Return each line of the listing in which the word "first" appears.

● ● ● ●

PR #3986, opened 2022-12-09
JKS keystore type available as default option in FIPS mode

### LINKED ISSUE #3977: JKS keystore type available as default option in FIPS mode
In FIPS scenario, the JKS keystore type should not be available in the options and it works fine. However it is still set as the default option.

When I login to admin console and go to clients -> Some OIDC confidential client -> Tab "Keys" -> Click to "Generate key" . I see the JKS as default set option even if it should not be available. When I click on it and I change it to something else (for example `PKCS12`), then I don't see `JKS` anymore in the available options, which is OK.

So `JKS` is not available in the options, however it is set as default option even if it should not be available.

#### Expected behaviour

Instead of hardcoded to `JKS`, the 1st available option should be set as the default option (In this case usually `PKCS12`)

#### How to test

If you don;t have FIPS environment, this can be easily reproduced by temporarily disable `JKS` keystore in the `DefaultCryptoProvider`. The change from this commit should be sufficient to be able to test with `JKS` disabled: https://github.com/mposolda/keycloak/commit/e23a06b9accaf6316b486d36a93c73add189831e

douglaspalmer:
Removed default values.
Closes #3977

### DIFF
--- a/apps/admin-ui/cypress/support/pages/admin-ui/manage/clients/client_details/tabs/KeysTab.ts
+++ b/apps/admin-ui/cypress/support/pages/admin-ui/manage/clients/client_details/tabs/KeysTab.ts
@@ -30,8 +30,8 @@ export default class KeysTab extends CommonPage {
     keyPassword: string,
     storePassword: string
   ) {
-    cy.get('[id="archiveFormat"]').click();
-    cy.findAllByRole("option").contains("JKS").click();
+    cy.get("#archiveFormat").click();
+    cy.findAllByRole("option").contains(archiveFormat).click();
     cy.findByTestId(this.keyAlias).type(keyAlias);
     cy.findByTestId(this.keyPassword).type(keyPassword);
     cy.findByTestId(this.storePassword).type(storePassword);
--- a/apps/admin-ui/cypress/support/pages/admin-ui/manage/clients/client_details/tabs/KeysTab.ts
+++ b/apps/admin-ui/cypress/support/pages/admin-ui/manage/clients/client_details/tabs/KeysTab.ts
@@ -4,6 +4,7 @@ export default class KeysTab extends CommonPage {
   private generateBtn = "generate";
   private confirmBtn = "confirm";
   private useJwksUrl = "useJwksUrl";
+  private archiveFormat = "archiveFormat";
   private keyAlias = "keyAlias";
   private keyPassword = "keyPassword";
   private storePassword = "storePassword";
@@ -24,10 +25,13 @@ export default class KeysTab extends CommonPage {
   }
 
   fillGenerateModal(
+    archiveFormat: string,
     keyAlias: string,
     keyPassword: string,
     storePassword: string
   ) {
+    cy.get('[id="archiveFormat"]').click();
+    cy.findAllByRole("option").contains("JKS").click();
     cy.findByTestId(this.keyAlias).type(keyAlias);
     cy.findByTestId(this.keyPassword).type(keyPassword);
     cy.findByTestId(this.storePassword).type(storePassword);
--- a/apps/admin-ui/src/clients/keys/GenerateKeyDialog.tsx
+++ b/apps/admin-ui/src/clients/keys/GenerateKeyDialog.tsx
@@ -66,6 +66,10 @@ export const KeyForm = ({
   const format = watch("format");
 
   const { cryptoInfo } = useServerInfo();
+  const supportedKeystoreTypes = [
+    ...(cryptoInfo?.supportedKeystoreTypes ?? []),
+    ...(hasPem ? CERT_PEM : []),
+  ];
 
   return (
     <Form className="pf-u-pt-lg">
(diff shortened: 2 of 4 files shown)


mposolda (changes requested):
@douglaspalmer The change seems to be in right direction, but there is test error and it looks that it is regression of this PR?

I guess the `defaultValue` may be still set, but possibly to the 1st option in the available options. So something like `defaultValue=options[0]` (Just pseudo-code for illustration, I don't have clue what is correct syntax :-) )

At least, if it is not possible to set the default value right away, it should be probably ok to set to the 1st option right before it is saved (Button `Save` is clicked)?

I can be wrong but I guess that the test error is caused by the fact that HTTP request to server fails because `keystoreType` is not set in the REST request to server. So when the `keystoreType` is set to the 1st option, the HTTP request sent to the server should have `keystoreType` correctly set to the 1st option (if it was not changed by the admin by explicitly selecting different option).

jonkoops:
@mposolda If I read the issue correctly then the default should be `PKCS12` in a FIPS environment. However is `JKS` not still the best option in a non-FIPS environment? Or should the default always be `PKCS12` no matter the environment?

mposolda:
@jonkoops The default should be the 1st option available. In the typical (non-FIPS) environment, it is usually `JKS`. In the FIPS environment, it can be usually `PKCS12`. However even in some FIPS environment (for example with BCFIPS library set to "Approved mode"), the PKCS12 may not be available and hence default should be `BCFKS`.

Simply said, really the 1st option available from combobox.

douglaspalmer:
> @jonkoops The default should be the 1st option available. In the typical (non-FIPS) environment, it is usually `JKS`. In the FIPS environment, it can be usually `PKCS12`. However even in some FIPS environment (for example with BCFIPS library set to "Approved mode"), the PKCS12 may not be available and hence default should be `BCFKS`.
> 
> Simply said, really the 1st option available from combobox.

Isn't the first option what we get when we don't set a default? From my cursory testing that appears to be the case.

apps/admin-ui/cypress/support/pages/admin-ui/manage/clients/client_details/tabs/KeysTab.ts
```diff
@@ -24,10 +25,13 @@ export default class KeysTab extends CommonPage {
   }
 
   fillGenerateModal(
+    archiveFormat: string,
     keyAlias: string,
     keyPassword: string,
     storePassword: string
   ) {
+    cy.get("#archiveFormat").click();
```
jonkoops, line 33: Added an id selector here instead of querying using an attribute selector.

apps/admin-ui/cypress/support/pages/admin-ui/manage/clients/client_details/tabs/KeysTab.ts
```diff
@@ -24,10 +25,13 @@ export default class KeysTab extends CommonPage {
...
+    cy.findAllByRole("option").contains(archiveFormat).click();
```
jonkoops, line 34: Restored `archiveFormat` here, instead of hard-coding one of the options.

apps/admin-ui/src/clients/keys/GenerateKeyDialog.tsx
```diff
@@ -77,7 +81,7 @@ export const KeyForm = ({
       >
         <Controller
           name="format"
-          defaultValue="JKS"
+          defaultValue={supportedKeystoreTypes[0]}
```
jonkoops, line 84: Added the first option of the `supportedKeystoreTypes` here, as not providing a default will log warnings.

apps/admin-ui/src/clients/keys/ImportKeyDialog.tsx
```diff
@@ -55,6 +49,12 @@ export const ImportKeyDialog = ({
     "JSON Web Key Set",
   ]);
 
+  const format = useWatch({
+    control,
+    name: "keystoreFormat",
+    defaultValue: formats[0],
```
jonkoops, line 55: Same here, I added the first option as a default.

jonkoops (approved):

jonkoops:
@mposolda @douglaspalmer I added a commit with my review feedback and implementation based on what was discussed here. Could you take a look and let me know if it looks and behaves as you would expect?

@edewit would you mind reviewing this PR as I added some of my own code?

edewit (approved):
:+1:

apps/admin-ui/cypress/support/pages/admin-ui/manage/clients/client_details/tabs/KeysTab.ts
douglaspalmer: Do we still need to modify the test at all since you've set defaults? I think it was only failing because I removed the default.

apps/admin-ui/cypress/support/pages/admin-ui/manage/clients/client_details/tabs/KeysTab.ts
douglaspalmer: Do we still need to modify the test at all since you've set defaults?

mposolda:
@jonkoops Thanks for your work on this!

● ● ● ●

*Task response:*
Isn't the first option what we get when we don't set a default? From my cursory testing that appears to be the case.
jonkoops, line 84: Added the first option of the `supportedKeystoreTypes` here, as not providing a default will log warnings.
jonkoops, line 55: Same here, I added the first option as a default.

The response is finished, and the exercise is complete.